:: Listed entries
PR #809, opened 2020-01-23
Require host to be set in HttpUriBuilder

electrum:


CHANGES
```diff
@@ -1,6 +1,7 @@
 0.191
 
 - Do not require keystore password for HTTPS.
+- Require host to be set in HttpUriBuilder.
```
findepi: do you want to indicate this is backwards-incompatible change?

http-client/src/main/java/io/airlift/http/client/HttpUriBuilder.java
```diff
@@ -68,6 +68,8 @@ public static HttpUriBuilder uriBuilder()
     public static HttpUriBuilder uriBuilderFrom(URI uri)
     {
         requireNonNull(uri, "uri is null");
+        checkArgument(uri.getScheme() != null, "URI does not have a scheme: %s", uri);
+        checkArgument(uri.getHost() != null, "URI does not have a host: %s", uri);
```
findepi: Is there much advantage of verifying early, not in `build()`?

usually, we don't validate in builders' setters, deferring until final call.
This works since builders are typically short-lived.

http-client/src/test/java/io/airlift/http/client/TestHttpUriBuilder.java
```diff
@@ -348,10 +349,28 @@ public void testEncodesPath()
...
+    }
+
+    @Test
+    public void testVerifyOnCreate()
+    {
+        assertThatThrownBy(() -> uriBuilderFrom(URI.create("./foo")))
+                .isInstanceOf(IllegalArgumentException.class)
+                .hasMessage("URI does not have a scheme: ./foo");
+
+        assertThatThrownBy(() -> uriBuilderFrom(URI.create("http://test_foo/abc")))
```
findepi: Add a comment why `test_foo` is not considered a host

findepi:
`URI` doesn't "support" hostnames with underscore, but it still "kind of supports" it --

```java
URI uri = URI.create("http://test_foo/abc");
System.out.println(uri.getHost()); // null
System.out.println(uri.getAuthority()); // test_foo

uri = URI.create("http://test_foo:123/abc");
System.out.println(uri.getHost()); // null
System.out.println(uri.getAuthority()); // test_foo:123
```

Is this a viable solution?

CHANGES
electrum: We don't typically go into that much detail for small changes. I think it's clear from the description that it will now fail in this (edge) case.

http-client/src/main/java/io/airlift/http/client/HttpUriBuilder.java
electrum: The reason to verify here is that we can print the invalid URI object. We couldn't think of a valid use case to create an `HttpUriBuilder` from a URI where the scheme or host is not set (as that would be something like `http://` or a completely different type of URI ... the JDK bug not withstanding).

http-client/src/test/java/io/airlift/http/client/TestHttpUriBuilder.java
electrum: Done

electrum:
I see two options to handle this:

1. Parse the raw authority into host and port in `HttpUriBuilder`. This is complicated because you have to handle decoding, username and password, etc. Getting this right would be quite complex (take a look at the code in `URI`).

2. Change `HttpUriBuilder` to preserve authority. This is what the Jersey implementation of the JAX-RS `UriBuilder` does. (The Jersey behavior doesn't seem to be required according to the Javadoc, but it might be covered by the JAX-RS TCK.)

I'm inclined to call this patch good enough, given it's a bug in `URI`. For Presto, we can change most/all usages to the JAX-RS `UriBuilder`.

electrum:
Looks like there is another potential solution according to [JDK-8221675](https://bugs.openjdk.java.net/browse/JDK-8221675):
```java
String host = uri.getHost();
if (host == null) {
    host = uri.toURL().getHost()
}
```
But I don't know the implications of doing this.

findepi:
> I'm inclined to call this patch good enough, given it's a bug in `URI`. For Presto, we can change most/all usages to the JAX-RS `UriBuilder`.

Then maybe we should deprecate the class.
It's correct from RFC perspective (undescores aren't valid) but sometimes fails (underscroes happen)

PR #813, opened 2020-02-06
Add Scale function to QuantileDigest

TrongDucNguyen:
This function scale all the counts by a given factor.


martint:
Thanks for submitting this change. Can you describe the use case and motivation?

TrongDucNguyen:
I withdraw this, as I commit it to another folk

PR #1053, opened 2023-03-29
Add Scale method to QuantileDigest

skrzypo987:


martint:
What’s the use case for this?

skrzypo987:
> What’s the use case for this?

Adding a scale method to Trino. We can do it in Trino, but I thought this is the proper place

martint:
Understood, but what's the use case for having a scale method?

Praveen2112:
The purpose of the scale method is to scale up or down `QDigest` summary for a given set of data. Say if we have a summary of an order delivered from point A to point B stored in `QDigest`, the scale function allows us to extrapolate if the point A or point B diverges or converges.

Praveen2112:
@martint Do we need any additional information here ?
::::
Aim of the exercise:
Print every record above exactly as it appears.

Result for this task:
PR #809, opened 2020-01-23
Require host to be set in HttpUriBuilder

electrum:


CHANGES
```diff
@@ -1,6 +1,7 @@
 0.191
 
 - Do not require keystore password for HTTPS.
+- Require host to be set in HttpUriBuilder.
```
findepi: do you want to indicate this is backwards-incompatible change?

http-client/src/main/java/io/airlift/http/client/HttpUriBuilder.java
```diff
@@ -68,6 +68,8 @@ public static HttpUriBuilder uriBuilder()
     public static HttpUriBuilder uriBuilderFrom(URI uri)
     {
         requireNonNull(uri, "uri is null");
+        checkArgument(uri.getScheme() != null, "URI does not have a scheme: %s", uri);
+        checkArgument(uri.getHost() != null, "URI does not have a host: %s", uri);
```
findepi: Is there much advantage of verifying early, not in `build()`?

usually, we don't validate in builders' setters, deferring until final call.
This works since builders are typically short-lived.

http-client/src/test/java/io/airlift/http/client/TestHttpUriBuilder.java
```diff
@@ -348,10 +349,28 @@ public void testEncodesPath()
...
+    }
+
+    @Test
+    public void testVerifyOnCreate()
+    {
+        assertThatThrownBy(() -> uriBuilderFrom(URI.create("./foo")))
+                .isInstanceOf(IllegalArgumentException.class)
+                .hasMessage("URI does not have a scheme: ./foo");
+
+        assertThatThrownBy(() -> uriBuilderFrom(URI.create("http://test_foo/abc")))
```
findepi: Add a comment why `test_foo` is not considered a host

findepi:
`URI` doesn't "support" hostnames with underscore, but it still "kind of supports" it --

```java
URI uri = URI.create("http://test_foo/abc");
System.out.println(uri.getHost()); // null
System.out.println(uri.getAuthority()); // test_foo

uri = URI.create("http://test_foo:123/abc");
System.out.println(uri.getHost()); // null
System.out.println(uri.getAuthority()); // test_foo:123
```

Is this a viable solution?

CHANGES
electrum: We don't typically go into that much detail for small changes. I think it's clear from the description that it will now fail in this (edge) case.

http-client/src/main/java/io/airlift/http/client/HttpUriBuilder.java
electrum: The reason to verify here is that we can print the invalid URI object. We couldn't think of a valid use case to create an `HttpUriBuilder` from a URI where the scheme or host is not set (as that would be something like `http://` or a completely different type of URI ... the JDK bug not withstanding).

http-client/src/test/java/io/airlift/http/client/TestHttpUriBuilder.java
electrum: Done

electrum:
I see two options to handle this:

1. Parse the raw authority into host and port in `HttpUriBuilder`. This is complicated because you have to handle decoding, username and password, etc. Getting this right would be quite complex (take a look at the code in `URI`).

2. Change `HttpUriBuilder` to preserve authority. This is what the Jersey implementation of the JAX-RS `UriBuilder` does. (The Jersey behavior doesn't seem to be required according to the Javadoc, but it might be covered by the JAX-RS TCK.)

I'm inclined to call this patch good enough, given it's a bug in `URI`. For Presto, we can change most/all usages to the JAX-RS `UriBuilder`.

electrum:
Looks like there is another potential solution according to [JDK-8221675](https://bugs.openjdk.java.net/browse/JDK-8221675):
```java
String host = uri.getHost();
if (host == null) {
    host = uri.toURL().getHost()
}
```
But I don't know the implications of doing this.

findepi:
> I'm inclined to call this patch good enough, given it's a bug in `URI`. For Presto, we can change most/all usages to the JAX-RS `UriBuilder`.

Then maybe we should deprecate the class.
It's correct from RFC perspective (undescores aren't valid) but sometimes fails (underscroes happen)

PR #813, opened 2020-02-06
Add Scale function to QuantileDigest

TrongDucNguyen:
This function scale all the counts by a given factor.


martint:
Thanks for submitting this change. Can you describe the use case and motivation?

TrongDucNguyen:
I withdraw this, as I commit it to another folk

PR #1053, opened 2023-03-29
Add Scale method to QuantileDigest

skrzypo987:


martint:
What’s the use case for this?

skrzypo987:
> What’s the use case for this?

Adding a scale method to Trino. We can do it in Trino, but I thought this is the proper place

martint:
Understood, but what's the use case for having a scale method?

Praveen2112:
The purpose of the scale method is to scale up or down `QDigest` summary for a given set of data. Say if we have a summary of an order delivered from point A to point B stored in `QDigest`, the scale function allows us to extrapolate if the point A or point B diverges or converges.

Praveen2112:
@martint Do we need any additional information here ?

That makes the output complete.